それにより、風の音が消え、周囲の音が耳に届く。
「待っ……ない!……」
遠くから、十河の声が聞こえる。なんだ?よく聞こえない。
「……う……上!」
上?何だと思いながら、走りながら上を見る。
うわっまぶしっ。昼のため、真上に近い場所に太陽があり、それを直視してしまった。
くそ、ふざけんなよ。
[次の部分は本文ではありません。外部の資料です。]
PR #415, opened 2026-08-05
oryp14: Specs

jacobgkau:
This adds some initial specs for the Oryx Pro 14 (oryp14).

The second commit corrects an outdated listing about Open Firmware in the lemp14 specs that was brought to light by a customer to the support team. (cc: @Alexander-Kendrick)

十河のせいで……!
そして、眩しさを和らげるために目を細める。
その細めた目に映る太陽に、小さな黒い影のようなものができた。
何だ、あれ?その影はだんだんと大きくなっているような……?いや、違う!
俺へと落ちてきているんだ!
そう思い至った時にはもう遅く……ソレは、俺の顔面に直撃した。
ガッチャン!
「葵ぃ!」
遠くから、十河の声が聞こえるが、そんなことに構っていられない。
ぐぁぁあ!痛い、痛い!俺は顔を押さえ、地面に踞る。
何があったんだ!?うっすらと目を開くと、側には大量の土や花と、茶色い何かの破片。
これらから考えるに、俺は落ちてきた植木鉢に直撃したのだ。
クソッ、移動中にピンポイントで植木鉢が落ちてくるとか、どんな確率だよ。その確率、こんなことじゃなくて宝くじに使えたらよかったな……。
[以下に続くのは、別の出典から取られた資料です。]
PR #417, opened 2026-08-19
Update specs.md with BIOS details for processors

thomas-zimmerman:
Added BIOS version for Core Ultra and Core Series processors

### DIFF
--- a/src/content/docs/models/meer10/specs.md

なんて考えてる間にも、俺の意識はどんどんと薄れていく。
視界は血によって真っ赤に染まり、地面にも赤い水溜まりができている。
手で押さえている頭の感触がおかしいと思ったら、頭蓋骨が砕けていたのか。
これはもう、助かりそうにねぇな……。
「葵!大丈夫か!」
何言ってんだ、お前の目は節穴か?これが、大丈夫に見えんのか?
まずい……手足の感覚がもう無い。
目も、もう何も見えなくなってしまった。
俺に残された時間は、あと30秒も無いだろうな……。
「そご、う……最期に、頼みたいことがある……」
「最期とか言うな!まだ助かるかもしんねぇだろ!」
いや、無理だろう。これで助かるわけが無いだろうが。脳がやられてんだぞ。
なんなら、まだ生きてることが不思議なくらいだ。
まずい……意識がもう……もう、俺は死ぬな……。
せめて、これだけでも……。
「いいから聞け……皆に、『ありがとう』と、伝えてほしい……」
「……分かった」
ありがとう、頼んだぞ――そう思ったところで、俺の意識は途切れた。
...
..
.
そうして、俺はそのまま死ぬ――はずだった。
薄れていく意識が、上にグンッと引っ張られ、もとに戻っていく。
気付いたら、俺は全く知らない場所で寝転がっていたのだった。